Work through the entries that follow and state how many lines contain the word "copies". Only the number is wanted.

(Saved entries)
————

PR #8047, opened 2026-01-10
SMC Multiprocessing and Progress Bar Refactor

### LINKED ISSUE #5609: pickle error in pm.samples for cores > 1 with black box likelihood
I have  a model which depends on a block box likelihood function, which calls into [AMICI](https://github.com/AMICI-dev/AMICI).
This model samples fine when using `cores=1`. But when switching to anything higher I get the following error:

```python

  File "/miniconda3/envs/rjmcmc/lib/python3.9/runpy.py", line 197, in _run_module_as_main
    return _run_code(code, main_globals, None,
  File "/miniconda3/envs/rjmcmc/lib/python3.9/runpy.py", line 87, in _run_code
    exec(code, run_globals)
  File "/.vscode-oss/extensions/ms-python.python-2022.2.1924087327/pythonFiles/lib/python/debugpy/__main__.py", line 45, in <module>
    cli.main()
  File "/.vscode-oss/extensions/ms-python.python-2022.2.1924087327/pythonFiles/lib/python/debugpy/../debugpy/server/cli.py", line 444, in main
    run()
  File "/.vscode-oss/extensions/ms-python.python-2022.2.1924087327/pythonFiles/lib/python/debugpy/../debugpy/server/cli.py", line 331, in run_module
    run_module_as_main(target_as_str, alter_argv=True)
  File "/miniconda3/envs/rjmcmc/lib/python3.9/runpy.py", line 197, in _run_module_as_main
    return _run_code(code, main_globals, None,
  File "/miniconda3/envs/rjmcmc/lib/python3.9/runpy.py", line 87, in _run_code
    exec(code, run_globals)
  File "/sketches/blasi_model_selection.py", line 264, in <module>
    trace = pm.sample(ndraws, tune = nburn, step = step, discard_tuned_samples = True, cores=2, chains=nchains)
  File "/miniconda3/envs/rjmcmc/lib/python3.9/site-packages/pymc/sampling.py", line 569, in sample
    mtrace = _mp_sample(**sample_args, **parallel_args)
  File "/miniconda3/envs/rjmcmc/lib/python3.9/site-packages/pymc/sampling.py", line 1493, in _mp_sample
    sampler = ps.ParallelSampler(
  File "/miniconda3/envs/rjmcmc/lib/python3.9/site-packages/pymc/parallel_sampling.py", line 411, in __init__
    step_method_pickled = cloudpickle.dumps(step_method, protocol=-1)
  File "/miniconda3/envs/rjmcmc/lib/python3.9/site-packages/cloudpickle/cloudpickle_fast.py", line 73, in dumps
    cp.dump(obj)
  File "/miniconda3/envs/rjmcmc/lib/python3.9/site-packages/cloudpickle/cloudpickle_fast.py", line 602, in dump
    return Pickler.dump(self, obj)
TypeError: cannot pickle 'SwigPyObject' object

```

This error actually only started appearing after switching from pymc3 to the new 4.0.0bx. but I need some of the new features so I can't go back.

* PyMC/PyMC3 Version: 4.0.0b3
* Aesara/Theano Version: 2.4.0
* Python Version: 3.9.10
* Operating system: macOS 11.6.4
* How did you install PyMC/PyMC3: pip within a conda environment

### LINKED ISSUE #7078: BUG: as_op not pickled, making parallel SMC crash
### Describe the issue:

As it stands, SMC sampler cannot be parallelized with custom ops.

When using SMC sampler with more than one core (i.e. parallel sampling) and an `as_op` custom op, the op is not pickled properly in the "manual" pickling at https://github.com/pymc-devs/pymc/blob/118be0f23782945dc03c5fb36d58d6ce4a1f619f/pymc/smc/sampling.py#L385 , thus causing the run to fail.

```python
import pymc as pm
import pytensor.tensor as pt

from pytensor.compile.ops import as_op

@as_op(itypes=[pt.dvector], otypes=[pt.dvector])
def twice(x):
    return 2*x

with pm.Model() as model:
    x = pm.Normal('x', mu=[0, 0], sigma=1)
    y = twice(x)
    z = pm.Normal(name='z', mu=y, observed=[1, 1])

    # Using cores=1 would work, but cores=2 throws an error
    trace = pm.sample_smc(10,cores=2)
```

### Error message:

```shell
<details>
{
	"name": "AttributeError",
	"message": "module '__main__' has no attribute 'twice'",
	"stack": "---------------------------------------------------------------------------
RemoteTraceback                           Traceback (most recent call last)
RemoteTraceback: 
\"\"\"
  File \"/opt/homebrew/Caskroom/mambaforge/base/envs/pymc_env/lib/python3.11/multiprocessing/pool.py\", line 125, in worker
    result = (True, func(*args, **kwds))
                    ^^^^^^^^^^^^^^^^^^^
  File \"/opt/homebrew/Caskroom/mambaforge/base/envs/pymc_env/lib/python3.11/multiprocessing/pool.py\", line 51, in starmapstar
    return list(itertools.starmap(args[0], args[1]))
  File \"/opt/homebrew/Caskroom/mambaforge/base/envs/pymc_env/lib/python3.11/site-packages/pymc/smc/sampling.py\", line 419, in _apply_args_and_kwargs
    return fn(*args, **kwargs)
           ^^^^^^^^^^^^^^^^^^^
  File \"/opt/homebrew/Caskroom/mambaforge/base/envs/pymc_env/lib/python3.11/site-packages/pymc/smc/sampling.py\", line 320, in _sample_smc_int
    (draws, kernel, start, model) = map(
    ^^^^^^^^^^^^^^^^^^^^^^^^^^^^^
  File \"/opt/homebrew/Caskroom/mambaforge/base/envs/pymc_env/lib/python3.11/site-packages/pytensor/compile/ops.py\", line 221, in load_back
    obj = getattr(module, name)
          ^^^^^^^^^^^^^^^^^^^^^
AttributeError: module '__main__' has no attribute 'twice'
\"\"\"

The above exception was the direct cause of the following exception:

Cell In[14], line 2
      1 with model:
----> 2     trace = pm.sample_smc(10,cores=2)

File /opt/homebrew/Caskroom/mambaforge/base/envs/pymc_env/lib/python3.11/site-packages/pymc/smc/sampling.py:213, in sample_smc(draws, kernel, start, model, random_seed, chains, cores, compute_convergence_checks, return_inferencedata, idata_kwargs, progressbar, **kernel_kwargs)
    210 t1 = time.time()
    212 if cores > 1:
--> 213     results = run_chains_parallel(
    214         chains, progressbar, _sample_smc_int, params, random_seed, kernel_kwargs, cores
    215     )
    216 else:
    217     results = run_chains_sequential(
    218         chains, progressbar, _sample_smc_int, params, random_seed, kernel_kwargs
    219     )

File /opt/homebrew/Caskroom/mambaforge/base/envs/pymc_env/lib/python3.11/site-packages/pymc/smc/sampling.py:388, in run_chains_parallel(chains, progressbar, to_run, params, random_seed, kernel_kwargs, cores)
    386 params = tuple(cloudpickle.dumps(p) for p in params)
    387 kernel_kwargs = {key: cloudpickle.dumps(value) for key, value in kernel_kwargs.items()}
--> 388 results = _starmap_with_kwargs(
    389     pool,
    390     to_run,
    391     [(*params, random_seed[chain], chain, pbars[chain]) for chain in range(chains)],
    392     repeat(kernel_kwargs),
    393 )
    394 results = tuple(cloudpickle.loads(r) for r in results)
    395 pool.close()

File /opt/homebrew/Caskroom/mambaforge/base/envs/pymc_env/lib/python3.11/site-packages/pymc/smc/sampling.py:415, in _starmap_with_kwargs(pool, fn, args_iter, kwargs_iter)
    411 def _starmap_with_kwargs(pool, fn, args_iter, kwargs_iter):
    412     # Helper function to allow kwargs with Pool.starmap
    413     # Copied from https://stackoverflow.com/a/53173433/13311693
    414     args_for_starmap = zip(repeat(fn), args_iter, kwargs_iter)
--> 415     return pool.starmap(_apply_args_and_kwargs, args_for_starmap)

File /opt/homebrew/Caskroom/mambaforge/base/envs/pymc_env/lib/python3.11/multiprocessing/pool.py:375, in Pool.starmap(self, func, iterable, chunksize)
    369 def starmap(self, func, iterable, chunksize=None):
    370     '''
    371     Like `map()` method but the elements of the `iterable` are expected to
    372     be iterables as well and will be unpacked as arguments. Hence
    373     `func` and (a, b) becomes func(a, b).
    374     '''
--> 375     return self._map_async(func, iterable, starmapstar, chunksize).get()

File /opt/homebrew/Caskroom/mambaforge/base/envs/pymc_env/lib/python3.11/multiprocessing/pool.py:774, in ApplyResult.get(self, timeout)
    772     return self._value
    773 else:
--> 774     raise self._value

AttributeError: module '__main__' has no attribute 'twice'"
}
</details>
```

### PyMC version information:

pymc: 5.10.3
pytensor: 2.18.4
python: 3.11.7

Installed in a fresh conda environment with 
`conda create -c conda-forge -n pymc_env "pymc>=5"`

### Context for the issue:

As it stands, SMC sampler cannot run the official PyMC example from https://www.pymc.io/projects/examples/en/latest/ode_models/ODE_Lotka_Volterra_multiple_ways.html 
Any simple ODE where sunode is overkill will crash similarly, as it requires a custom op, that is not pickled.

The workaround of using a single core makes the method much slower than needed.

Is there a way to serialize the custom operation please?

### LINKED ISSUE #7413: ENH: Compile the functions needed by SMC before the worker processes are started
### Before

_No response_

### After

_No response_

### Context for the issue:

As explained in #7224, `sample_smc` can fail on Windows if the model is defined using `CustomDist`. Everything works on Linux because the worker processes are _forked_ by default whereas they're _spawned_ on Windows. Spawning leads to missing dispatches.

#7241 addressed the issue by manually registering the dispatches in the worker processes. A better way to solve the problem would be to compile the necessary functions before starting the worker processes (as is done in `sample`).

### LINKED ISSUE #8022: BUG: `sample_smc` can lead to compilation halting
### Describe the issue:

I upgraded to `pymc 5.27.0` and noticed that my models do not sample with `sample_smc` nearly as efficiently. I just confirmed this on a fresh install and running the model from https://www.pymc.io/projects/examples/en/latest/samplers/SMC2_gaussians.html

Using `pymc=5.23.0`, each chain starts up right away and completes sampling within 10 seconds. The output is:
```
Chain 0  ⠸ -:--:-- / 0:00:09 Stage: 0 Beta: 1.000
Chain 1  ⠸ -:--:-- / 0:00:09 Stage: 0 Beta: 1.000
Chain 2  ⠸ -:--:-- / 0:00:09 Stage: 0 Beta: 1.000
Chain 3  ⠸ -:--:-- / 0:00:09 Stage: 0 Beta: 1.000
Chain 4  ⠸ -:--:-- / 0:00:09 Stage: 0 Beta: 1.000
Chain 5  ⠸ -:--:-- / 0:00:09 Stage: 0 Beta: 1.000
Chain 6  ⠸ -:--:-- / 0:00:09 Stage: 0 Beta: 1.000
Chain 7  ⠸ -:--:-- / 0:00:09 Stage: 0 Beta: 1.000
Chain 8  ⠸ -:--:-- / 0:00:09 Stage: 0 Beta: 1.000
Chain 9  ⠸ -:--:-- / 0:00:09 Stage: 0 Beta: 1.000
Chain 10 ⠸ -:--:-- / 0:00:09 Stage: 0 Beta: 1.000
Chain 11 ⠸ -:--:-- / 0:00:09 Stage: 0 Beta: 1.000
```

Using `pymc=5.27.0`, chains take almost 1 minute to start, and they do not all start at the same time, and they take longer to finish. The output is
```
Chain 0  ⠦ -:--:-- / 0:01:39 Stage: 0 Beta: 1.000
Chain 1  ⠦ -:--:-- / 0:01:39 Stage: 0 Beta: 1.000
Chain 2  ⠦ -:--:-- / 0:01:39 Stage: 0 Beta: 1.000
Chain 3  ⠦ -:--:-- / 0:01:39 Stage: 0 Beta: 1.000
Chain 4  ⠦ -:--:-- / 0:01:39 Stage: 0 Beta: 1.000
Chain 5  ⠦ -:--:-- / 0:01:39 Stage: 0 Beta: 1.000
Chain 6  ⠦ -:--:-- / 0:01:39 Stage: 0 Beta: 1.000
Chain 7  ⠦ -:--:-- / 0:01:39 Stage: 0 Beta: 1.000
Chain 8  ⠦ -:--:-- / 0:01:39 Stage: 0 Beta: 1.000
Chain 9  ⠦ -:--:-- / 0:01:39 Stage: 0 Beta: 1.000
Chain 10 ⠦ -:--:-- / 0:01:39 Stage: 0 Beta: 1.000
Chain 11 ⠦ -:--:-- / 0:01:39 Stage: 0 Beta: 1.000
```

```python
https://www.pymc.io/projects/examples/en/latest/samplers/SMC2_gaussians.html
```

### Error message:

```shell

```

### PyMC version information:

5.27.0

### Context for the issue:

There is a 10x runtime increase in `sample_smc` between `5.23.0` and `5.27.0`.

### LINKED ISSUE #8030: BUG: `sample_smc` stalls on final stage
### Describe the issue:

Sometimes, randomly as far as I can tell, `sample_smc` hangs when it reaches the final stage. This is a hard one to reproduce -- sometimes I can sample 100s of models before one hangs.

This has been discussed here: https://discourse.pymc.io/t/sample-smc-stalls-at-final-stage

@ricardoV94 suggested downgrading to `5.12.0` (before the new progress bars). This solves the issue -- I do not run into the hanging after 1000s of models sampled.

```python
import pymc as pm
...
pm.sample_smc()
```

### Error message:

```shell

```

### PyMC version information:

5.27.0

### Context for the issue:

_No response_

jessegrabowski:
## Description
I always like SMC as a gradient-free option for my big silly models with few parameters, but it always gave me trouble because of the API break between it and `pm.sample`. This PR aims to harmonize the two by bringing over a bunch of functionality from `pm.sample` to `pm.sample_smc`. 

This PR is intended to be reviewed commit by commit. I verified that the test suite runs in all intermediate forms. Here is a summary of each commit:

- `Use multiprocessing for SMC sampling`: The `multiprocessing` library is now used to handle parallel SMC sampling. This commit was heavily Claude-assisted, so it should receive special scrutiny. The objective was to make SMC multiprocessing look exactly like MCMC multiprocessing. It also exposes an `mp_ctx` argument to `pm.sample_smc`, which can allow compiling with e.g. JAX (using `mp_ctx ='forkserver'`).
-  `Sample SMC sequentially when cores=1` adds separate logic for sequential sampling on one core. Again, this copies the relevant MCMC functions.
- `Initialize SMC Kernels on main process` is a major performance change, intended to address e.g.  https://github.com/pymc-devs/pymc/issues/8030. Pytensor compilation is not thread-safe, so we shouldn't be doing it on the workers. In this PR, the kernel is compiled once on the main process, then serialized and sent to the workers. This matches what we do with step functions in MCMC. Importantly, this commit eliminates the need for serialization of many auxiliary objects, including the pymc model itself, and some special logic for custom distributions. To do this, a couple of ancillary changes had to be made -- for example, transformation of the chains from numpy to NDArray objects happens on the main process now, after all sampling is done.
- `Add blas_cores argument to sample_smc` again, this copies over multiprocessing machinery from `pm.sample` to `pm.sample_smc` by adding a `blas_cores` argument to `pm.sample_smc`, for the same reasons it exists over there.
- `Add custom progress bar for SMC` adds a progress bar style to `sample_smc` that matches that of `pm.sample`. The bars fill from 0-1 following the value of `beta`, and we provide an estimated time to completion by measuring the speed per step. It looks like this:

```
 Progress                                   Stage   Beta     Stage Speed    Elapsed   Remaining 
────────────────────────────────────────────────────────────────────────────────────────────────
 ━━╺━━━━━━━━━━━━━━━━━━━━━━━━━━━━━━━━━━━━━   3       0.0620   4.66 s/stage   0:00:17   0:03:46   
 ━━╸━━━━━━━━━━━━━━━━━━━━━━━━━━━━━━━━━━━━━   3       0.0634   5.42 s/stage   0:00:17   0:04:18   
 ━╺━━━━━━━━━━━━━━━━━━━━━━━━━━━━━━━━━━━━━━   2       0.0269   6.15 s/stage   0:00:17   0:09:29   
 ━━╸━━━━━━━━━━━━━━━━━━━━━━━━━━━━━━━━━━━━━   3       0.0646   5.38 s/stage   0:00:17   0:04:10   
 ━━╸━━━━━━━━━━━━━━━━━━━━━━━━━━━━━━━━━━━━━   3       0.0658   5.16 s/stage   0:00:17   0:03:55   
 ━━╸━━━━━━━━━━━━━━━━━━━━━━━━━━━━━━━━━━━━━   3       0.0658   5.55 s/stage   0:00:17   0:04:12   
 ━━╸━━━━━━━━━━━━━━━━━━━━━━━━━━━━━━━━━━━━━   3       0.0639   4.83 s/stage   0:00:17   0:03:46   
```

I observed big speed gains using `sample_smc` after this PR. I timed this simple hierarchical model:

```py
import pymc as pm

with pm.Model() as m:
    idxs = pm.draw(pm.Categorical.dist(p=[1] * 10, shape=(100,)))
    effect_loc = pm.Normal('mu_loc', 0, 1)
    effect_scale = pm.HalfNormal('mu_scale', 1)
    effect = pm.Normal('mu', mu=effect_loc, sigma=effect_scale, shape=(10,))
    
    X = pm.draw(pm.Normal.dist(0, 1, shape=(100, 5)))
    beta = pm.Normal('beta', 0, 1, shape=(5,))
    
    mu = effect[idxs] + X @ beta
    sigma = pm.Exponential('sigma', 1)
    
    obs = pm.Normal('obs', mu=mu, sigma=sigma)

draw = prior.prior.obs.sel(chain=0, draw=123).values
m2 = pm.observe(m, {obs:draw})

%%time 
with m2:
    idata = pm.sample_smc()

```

————

» Solution to the exercise
2